Task item
Taking the listing below line by line, tally those that contain the string "just". Give the total alone.

Listed entries
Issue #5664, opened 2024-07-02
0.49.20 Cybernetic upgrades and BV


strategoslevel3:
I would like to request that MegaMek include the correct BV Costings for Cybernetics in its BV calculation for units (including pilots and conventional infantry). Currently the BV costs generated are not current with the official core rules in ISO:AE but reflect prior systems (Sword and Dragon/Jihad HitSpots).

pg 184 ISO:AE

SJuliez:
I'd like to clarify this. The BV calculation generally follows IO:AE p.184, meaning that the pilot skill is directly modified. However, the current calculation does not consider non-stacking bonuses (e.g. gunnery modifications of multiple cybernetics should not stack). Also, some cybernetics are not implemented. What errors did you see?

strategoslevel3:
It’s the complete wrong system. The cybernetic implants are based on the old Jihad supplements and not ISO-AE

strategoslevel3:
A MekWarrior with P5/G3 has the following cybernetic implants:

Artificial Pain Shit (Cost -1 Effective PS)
==
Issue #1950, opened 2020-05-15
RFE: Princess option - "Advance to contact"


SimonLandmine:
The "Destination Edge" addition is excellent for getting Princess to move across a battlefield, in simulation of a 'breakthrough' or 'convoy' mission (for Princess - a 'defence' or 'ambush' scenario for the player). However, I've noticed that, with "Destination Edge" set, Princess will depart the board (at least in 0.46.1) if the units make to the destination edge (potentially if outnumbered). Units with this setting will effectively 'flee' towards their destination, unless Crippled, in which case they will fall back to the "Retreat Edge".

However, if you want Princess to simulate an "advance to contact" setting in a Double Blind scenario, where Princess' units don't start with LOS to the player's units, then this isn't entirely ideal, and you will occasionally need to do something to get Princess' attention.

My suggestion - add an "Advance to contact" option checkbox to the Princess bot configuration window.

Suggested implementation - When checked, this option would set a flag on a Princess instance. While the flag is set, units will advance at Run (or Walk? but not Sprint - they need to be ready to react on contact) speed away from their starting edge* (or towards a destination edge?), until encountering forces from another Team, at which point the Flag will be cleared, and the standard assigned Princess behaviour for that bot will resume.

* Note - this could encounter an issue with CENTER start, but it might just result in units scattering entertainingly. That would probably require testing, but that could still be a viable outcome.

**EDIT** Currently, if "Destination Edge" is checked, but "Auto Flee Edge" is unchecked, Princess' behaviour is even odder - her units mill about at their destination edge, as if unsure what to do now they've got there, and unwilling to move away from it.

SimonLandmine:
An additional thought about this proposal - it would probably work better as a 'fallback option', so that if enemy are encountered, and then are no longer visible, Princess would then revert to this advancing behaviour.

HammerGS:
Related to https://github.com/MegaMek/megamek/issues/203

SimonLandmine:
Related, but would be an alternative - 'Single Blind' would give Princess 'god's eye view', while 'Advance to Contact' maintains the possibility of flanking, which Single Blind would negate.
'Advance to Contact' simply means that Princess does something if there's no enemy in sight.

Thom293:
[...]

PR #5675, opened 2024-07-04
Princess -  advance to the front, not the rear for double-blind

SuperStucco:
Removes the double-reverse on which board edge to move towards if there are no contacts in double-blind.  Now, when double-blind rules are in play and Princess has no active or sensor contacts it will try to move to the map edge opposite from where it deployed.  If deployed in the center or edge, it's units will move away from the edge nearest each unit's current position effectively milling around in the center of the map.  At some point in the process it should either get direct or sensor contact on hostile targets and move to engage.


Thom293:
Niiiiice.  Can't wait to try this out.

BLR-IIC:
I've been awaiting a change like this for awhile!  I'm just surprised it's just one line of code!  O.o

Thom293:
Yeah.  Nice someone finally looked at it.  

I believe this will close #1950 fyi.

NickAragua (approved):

Answer to this task
2